In The Silmarillion, light is similarly important. It appears early on in the Years of the Lamps, with two enormous lamps atop mountain-sized pillars to light the world of Arda. When these are destroyed by the Dark Lord Melkor, they are replaced by the Two Trees of Valinor, which provide light for the new home of the Valar. When these too are destroyed, the Valar use their last fruit and their last flower to create the Sun and the Moon. A little of the light of the Two Trees is captured in the Silmarils, the crafted jewels that give the book its name. These are coveted by the Dark Lord, provoking war and the destruction of much of the world of Elves, Men, and Dwarves. A survivor, Eärendil, sails across the Great Sea to ask the Valar to intervene; they expel the Dark Lord, and Eärendil and his ship Vingilot sail the heavens as the Morning Star.
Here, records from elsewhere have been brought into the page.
PR #5206, opened 2026-08-24
[F112] mark blocks invalid when their committed operations fail conte…

### LINKED ISSUE #5036: [F112] Block-Intrinsic Operation Validation Failures Do Not Mark Blocks Invalid

---

## Source
AI security-scan **Finding 112** (severity: **medium**). Tracked in `SUBMISSIONS.md` as F112.

## Summary
The issue is in how `on_block_full_operations_received` handles failures from `note_operations_from_peer`. Some failures come from the block content itself, such as an operation whose `serialized_size()` is greater than `max_serialized_operations_size_per_block`. In that case, the block is permanently invalid because the operation IDs already commit to that invalid content. However, the code treats the failure as if only the sending peer misbehaved, so the bad block is not marked invalid and may stay in the wishlist. This can make nodes keep retrying retrieval of a block that can never be fetched successfully.

## Root cause
In `on_block_full_operations_received`, every validation error returned by `note_operations_from_peer` is handled as *sender-only misconduct*. The function bans the current peer and returns, but it does not call `mark_block_as_invalid` and does not remove the block from the wishlist.

Some validation failures are not peer-specific. The input specifically mentions operation content that is already committed by the block's operation IDs, including an operation whose `serialized_size()` exceeds `max_serialized_operations_size_per_block`. For those cases, another peer cannot provide a different valid operation with the same ID, so the block itself is unrecoverably invalid.

Because `on_block_full_operations_received` does not distinguish these *block-intrinsic* failures from ordinary peer misbehavior, an impossible block remains tracked as retrievable even though no peer can ever satisfy it.

## Affected code
```rust
fn on_block_full_operations_received(
        &mut self,
        from_peer_id: PeerId,
        block_id: BlockId,
    ) {
        debug!(
            "received full operations for block {} from {}",
            block_id, &from_peer_id
        );

        // Ensure that we were looking for that data.
        let wishlist_info = if let Some(info) = self
            .block_wishlist
            .get_mut(&block_id)
            .filter(|i| i.header.is_some() && i.operation_ids.is_some())
        {
            info
        } else {
            // we were not looking for this data
            debug!(
                "Peer id {} sent us full operations for block id {} but we were not looking for it",
                from_peer_id, block_id
            );
            // still mark the sender as knowing the block and operations
            self.cache
                .write()
                .insert_peer_known_block(&from_peer_id, &[block_id], true);
            self.operation_cache.write().insert_peer_known_ops(
                &from_peer_id,
                &operations
                    .into_iter()
                    .map(|op| op.id.prefix())
                    .collect::<Vec<_>>(),
            );
            return;
        };

        // Move the ops into a hashmap
        let mut operations: PreHashMap<OperationId, SecureShareOperation> =
            operations.into_iter().map(|op| (op.id, op)).collect();

        // Make a set of all the block ops for fast lookup and deduplication
        let block_ops_set = wishlist_info
            .operation_ids
// … (truncated)
```

## Recommendation
Differentiate peer-specific delivery errors from block-intrinsic validation failures returned by `note_operations_from_peer`. When the failure is determined solely by operation content already committed by the block’s operation IDs, treat the block as permanently invalid: call `mark_block_as_invalid`, remove it from the wishlist, and stop further retrieval attempts. Reserve peer sanctions for cases where the sender could have provided different valid data. If the error classification is not currently explicit, introduce a clear distinction between recoverable sender misconduct and unrecoverable block invalidity so invalid blocks are not retried indefinitely.

## Why P0 / breaking

peterjah:
…nt-level checks

  * [ ] make tests compile
  * [ ] make tests pass 

### DIFF
--- a/massa-protocol-worker/src/handlers/block_handler/retrieval.rs
+++ b/massa-protocol-worker/src/handlers/block_handler/retrieval.rs
@@ -52,7 +52,7 @@ use rand::{seq::SliceRandom, Rng};
 use tracing::{debug, info, warn};
 
 use super::{
-    super::operation_handler::note_operations_from_peer,
+    super::operation_handler::{is_block_intrinsic_operation_failure, note_operations_from_peer},
     cache::{BlockDataKind, SharedBlockCache},
     commands_propagation::BlockHandlerPropagationCommand,
     commands_retrieval::BlockHandlerRetrievalCommand,
@@ -900,9 +900,6 @@ impl RetrievalThread {
         // Here we know that we were looking for that block's operations and that the sender node sent us some of the missing ones.
 
         // Check the validity of the received operations.
-        // TODO: in the future if the validiy check fails for something non-malleable (eg. not sig verif),
-        //       we should stop retrieving the block and ban everyone who knows it
-        //       because we know for sure that this op's ID belongs to the block.
         if let Err(err) = note_operations_from_peer(
             &self.storage,
             &mut self.operation_cache,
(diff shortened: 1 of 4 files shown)


Leo-Besancon (approved):
LGTM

In The Lord of the Rings, the Elf-land of Lothlórien is portrayed as a land of light, its city lit by many lamps, in opposition to the darkening of the world outside by the Dark Lord Sauron. Galadriel, the Lady of Lóthlorien, prepares a crystal vial of water that shines with the light of Eärendil's star, to assist Frodo on his quest "when all other lights go out". This light, a small fragment of the created light passed on via the Two Trees of Valinor, proves vital to the quest.
The Tolkien scholar Verlyn Flieger writes that Tolkien equated light with God's ability to create, and his gift of that, enabling created beings to be creative in their turn. Further, she sees The Silmarillion as a progressive splintering of the created light as evil intervenes. In each stage, in her view, the fragmentation increases and the power decreases. Thus the theme of light as Divine power, fragmented and refracted through the works of created beings, is central to the whole of Tolkien's mythology. Paul H. Kocher writes that the Galadriel perceives Sauron with Lothlórien's light, "but cannot be pierced by it in return". Susan Robbins writes that light was associated in Tolkien's mind with the Christian themes of "holiness, goodness, knowledge, wisdom, grace, hope, and God's revelation". Robert Steed argues that in several places in The Silmarillion and in The Lord of the Rings, Tolkien adapts the medieval tale of the Harrowing of Hell, in which Christ descends to Hell before his resurrection, setting the Devil's captives free with the irresistible power of his divine light.